Highlights & Insights¶
- Constant-stepsize GD alone matches Nesterov acceleration—no momentum, no knowledge of \(\varepsilon\) required; the method is remarkably simple.
- This is the first work to prove global convergence and acceleration in the EoS regime for strongly convex problems with finite minimizers.
- The two-phase analysis framework (EoS → stable) is clearly structured and potentially generalizable to other problems.
- Acceleration results in the statistical learning setting bridge the gap between pure optimization theory and learning theory.
Limitations & Future Work¶
- Theorem 1 applies only to small regularization \(\lambda \lesssim 1/(n\ln n)\); Theorem 4 relaxes this but does not achieve the \(\sqrt{\kappa}\) rate.
- The analysis strictly requires linear separability; Meng et al. (2024) have already constructed counterexamples for the non-separable case.
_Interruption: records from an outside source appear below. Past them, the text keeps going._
PR #14406, opened 2023-03-26
[Runtime] Introduce runtime module property

sunggg:
Currently, we only classify whether the runtime module is DSO-exportable.

This PR further classifies each runtime module into the properties as follows:
- `kBinarySerializable`: we can serialize the module to the stream of bytes. CUDA/OpenCL/JSON runtime are representative examples.
- `kRunnable`: we can run the module directly. LLVM/CUDA/JSON runtime, executors (e.g, virtual machine) runtimes are runnable. Non-runnable modules, such as CSourceModule, requires a few extra steps (e.g,. compilation, link) to make it runnable.
- `kBinaryExportable`: when the module is kBinarySerializable and kRunnable, we consider this module as binary exportable. A binary exportable module can be integrated into final runtime artifact by being serialized as data into the artifact, then deserialzied at runtime. This class of modules must implement `SaveToBinary`, and have a matching deserializer registered as `runtime.module.loadbinary_<type_key>`.
- `kDSOExportable`: we can export the module as DSO. A DSO exportable module (e.g., a CSourceModuleNode of type_key 'c') can be incorporated into the final runtime artifact (ie shared library) by compilation and/or linking using the external compiler (llvm, nvcc, etc). DSO exportable modules must implement `SaveToFile`.

Please note that `kDSOExportable` is a mutual exclusive property with `kBinaryExportable`. 

To represent each category, the following status bits are defined.
```
namespace property {
/*! \brief Binary serializable runtime module */
constexpr const uint8_t kBinarySerializable = 0b001;
/*! \brief Runnable runtime module */
constexpr const uint8_t kRunnable = 0b010;
/*! \brief DSO exportable runtime module */
constexpr const uint8_t kDSOExportable = 0b100;
/*! \brief Binary exportable runtime module */
constexpr const uint8_t kBinaryExportable = kBinarySerializable | kRunnable;
};  // namespace property
```

## Edit based on the review

This PR further classifies each runtime module into the properties as follows:
- `kBinarySerializable`: we can serialize the module to the stream of bytes. CUDA/OpenCL/JSON runtime are representative examples. A binary exportable module can be integrated into final runtime artifact by being serialized as data into the artifact, then deserialized at runtime. This class of modules must implement `SaveToBinary`, and have a matching deserializer registered as `runtime.module.loadbinary_<type_key>`.
- `kRunnable`: we can run the module directly. LLVM/CUDA/JSON runtime, executors (e.g, virtual machine) runtimes are runnable. Non-runnable modules, such as `CSourceModule`, requires a few extra steps (e.g,. compilation, link) to make it runnable. 
- `kDSOExportable`: we can export the module as DSO. A DSO exportable module (e.g., a `CSourceModuleNode` of type_key 'c') can be incorporated into the final runtime artifact (ie shared library) by compilation and/or linking using the external compiler (llvm, nvcc, etc). DSO-exportable modules must implement `SaveToFile`. In general, DSO exportable modules are not runnable unless there is a special support like JIT for `LLVMModule`. 

To represent each category, the following status bits are defined.
```
enum ModulePropertyMask : int {
  kBinarySerializable = 0b001,
  kRunnable = 0b010,
  kDSOExportable = 0b100
};
```

cc. @tqchen

### DIFF
--- a/include/tvm/runtime/module.h
+++ b/include/tvm/runtime/module.h
@@ -45,21 +45,17 @@ namespace runtime {
  * \brief Property of runtime module
  * We classify the property of runtime module into the following categories.
  * - kBinarySerializable: we can serialize the module to the stream of bytes. CUDA/OpenCL/JSON
- * runtime are representative examples.
+ * runtime are representative examples. A binary exportable module can be integrated into final
+ * runtime artifact by being serialized as data into the artifact, then deserialzied at runtime.
+ * This class of modules must implement SaveToBinary, and have a matching deserializer registered as
+ * 'runtime.module.loadbinary_<type_key>'.
  * - kRunnable: we can run the module directly. LLVM/CUDA/JSON runtime, executors (e.g,
  * virtual machine) runtimes are runnable. Non-runnable modules, such as CSourceModule, requires a
  * few extra steps (e.g,. compilation, link) to make it runnable.
- * - kBinaryExportable: when the module is kBinarySerializable and kRunnable, we consider this
- * module as binary exportable. A binary exportable module can be integrated into final runtime
- * artifact by being serialized as data into the artifact, then deserialzied at runtime. This class
- * of modules must implement SaveToBinary, and have a matching deserializer registered as
- * 'runtime.module.loadbinary_<type_key>'.
  * - kDSOExportable: we can export the module as DSO. A DSO exportable module (e.g., a
  * CSourceModuleNode of type_key 'c') can be incorporated into the final runtime artifact (ie shared
  * library) by compilation and/or linking using the external compiler (llvm, nvcc, etc). DSO
  * exportable modules must implement SaveToFile.
- *
- * Please note that kDSOExportable is a mutual exclusive property with kBinaryExportable.
  */
 namespace property {
 /*! \brief Binary serializable runtime module */
@@ -68,8 +64,6 @@ constexpr const uint8_t kBinarySerializable = 0b001;
 constexpr const uint8_t kRunnable = 0b010;
 /*! \brief DSO exportable runtime module */
 constexpr const uint8_t kDSOExportable = 0b100;
-/*! \brief Binary exportable runtime module */
-constexpr const uint8_t kBinaryExportable = kBinarySerializable | kRunnable;
 };  // namespace property
 
 class ModuleNode;
--- a/include/tvm/runtime/module.h
+++ b/include/tvm/runtime/module.h
@@ -223,7 +223,7 @@ class TVM_DLL ModuleNode : public Object {
   virtual int GetProperty() const { return 0b000; }
 
   /*! \brief Returns true if this module is 'DSO exportable'. */
-  bool IsDSOExportable() const { return GetProperty() == ModulePropertyMask::kDSOExportable; };
+  bool IsDSOExportable() const { return GetProperty() & ModulePropertyMask::kDSOExportable; };
 
   /*!
    * \brief Returns true if this module has a definition for a function of \p name. If
--- a/include/tvm/runtime/module.h
+++ b/include/tvm/runtime/module.h
@@ -41,6 +41,37 @@
 namespace tvm {
 namespace runtime {
 
+/*!
+ * \brief Property of runtime module
+ * We classify the property of runtime module into the following categories.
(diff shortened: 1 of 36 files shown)


include/tvm/runtime/module.h
```diff
@@ -41,6 +41,37 @@
...
+ * - kDSOExportable: we can export the module as DSO. A DSO exportable module (e.g., a
+ * CSourceModuleNode of type_key 'c') can be incorporated into the final runtime artifact (ie shared
+ * library) by compilation and/or linking using the external compiler (llvm, nvcc, etc). DSO
+ * exportable modules must implement SaveToFile.
+ *
+ * Please note that kDSOExportable is a mutual exclusive property with kBinaryExportable.
+ */
+namespace property {
+/*! \brief Binary serializable runtime module */
+constexpr const uint8_t kBinarySerializable = 0b001;
```
tqchen, line 66: let us use int t keep things simple, make it an enum class

include/tvm/runtime/module.h
```diff
@@ -41,6 +41,37 @@
...
+/*! \brief Runnable runtime module */
+constexpr const uint8_t kRunnable = 0b010;
+/*! \brief DSO exportable runtime module */
+constexpr const uint8_t kDSOExportable = 0b100;
+/*! \brief Binary exportable runtime module */
+constexpr const uint8_t kBinaryExportable = kBinarySerializable | kRunnable;
```
tqchen, line 72: skip this one

src/runtime/contrib/tflite/tflite_runtime.h
```diff
@@ -60,6 +60,9 @@ class TFLiteRuntime : public ModuleNode {
    */
   const char* type_key() const { return "TFLiteRuntime"; }
 
+  /*! \brief Get the property of the runtime module .*/
+  uint8_t GetProperty() const final { return property::kRunnable; };
```
tqchen, line 64: make the return value as int as that is more common in bitmasking

sunggg: Done

include/tvm/runtime/module.h
sunggg: Used `enum ModulePropertyMask : int` instead for implicit casting.

echuraev (commented):
Thank you for the PR. I have one question. Where is it planned to use these properties? In this PR I see only adding these properties but no use-cases. Probably a simple unit test will be helpful to understand what should be achieved after enabling these properties.

sunggg:
Thank you, @echuraev for the review. As @tqchen pointed out, this PR changes the way we achieve the same functionality but with a more refined manner. This PR was motivated by the discussion in my outstanding PR https://github.com/apache/tvm/pull/14337 about roundtrip-abilty and with this change, we can offer more systematic error message when we cannot guarantee this.

junrushao:
This is a really comprehensive summary and I believe it will generally be quite useful to anyone (including me) who wants to understand runtime.Module in depth. @sunggg @tqchen shall we put it somewhere in the official tutorial?

echuraev:
@sunggg Thank you for your reply! It is a nice summary and the reason why we did it starts to be much clearer for me. I'm ok with current tests but agree with @junrushao that creating some documentation might be very useful.

include/tvm/runtime/module.h
```diff
@@ -221,10 +221,20 @@ class TVM_DLL ModuleNode : public Object {
    * By default, none of the property is set. Derived class can override this function and set its
    * own property.
    */
-  virtual int GetProperty() const { return 0b000; }
+  virtual int GetPropertyMask() const { return 0b000; }
+
+  /*! \brief Returns true if this module is 'binary serializable'. */
+  bool IsBinarySerializable() const {
```
tqchen, line 227: I feel we don;t need this method. Instead, we can just expose GetProperty and let python side use this function

sunggg:
@junrushao @echuraev Thank you for the suggestion. Addition to the official tutorial also sounds great to me.

By reflecting @tqchen's suggestion, I also added some unit tests and assertion in export_library.
Hope this helps!

mehrdadh:
@tvm-bot rerun

echuraev (approved):
LGTM. Thanks!

tqchen (approved):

- The critical stepsize result is limited to the 1D setting; extension to high dimensions remains an open problem.
- Large-scale numerical experiments validating the tightness of the theoretical predictions are lacking.
- Corollaries 2 and 5 yield incomparable bounds in the overlapping parameter regime, suggesting the analysis admits further improvement.
Related Work & Insights¶
- vs. Wu et al. (2024): The latter studies the unregularized case (\(\lambda=0\), minimizer at infinity); this paper extends large-stepsize acceleration to regularized settings with finite minimizers.
- vs. Altschuler & Parrilo (2025) Silver stepsize: The latter achieves \(\widetilde{O}(\kappa^{0.79})\) for arbitrary smooth strongly convex functions; this paper achieves \(\widetilde{O}(\kappa^{0.5})\) on a narrower problem class using a constant stepsize.
- vs. Nesterov momentum: Both achieve \(\sqrt{\kappa}\) acceleration, but the present work requires no momentum term and the stepsize is independent of \(\varepsilon\).
- vs. Zhang et al. (2025) Adaptive GD: The latter requires fewer optimization steps but has worse dependence on \(\gamma\) in population risk.
The EoS phenomenon is ubiquitous in deep learning (Cohen et al. 2020); this paper provides a rigorous theoretical foundation for understanding its acceleration mechanism. The synergistic effect of large stepsizes and regularization suggests that practitioners should jointly increase the learning rate and apply regularization during training. The two-phase analysis framework is expected to generalize to other loss functions such as hinge loss and cross-entropy.
Rating¶
- ⭐ Novelty: 5/5 — The finding that "constant large stepsizes = Nesterov acceleration" is highly surprising.
- ⭐ Experimental Thoroughness: 2/5 — Relies primarily on theory and low-dimensional toy examples; experiments are insufficient.
- ⭐ Writing Quality: 4/5 — Theoretical exposition is clear with a well-structured two-phase proof.
- ⭐ Value: 4/5 — Strong contribution to core optimization theory, though the applicable scope is limited.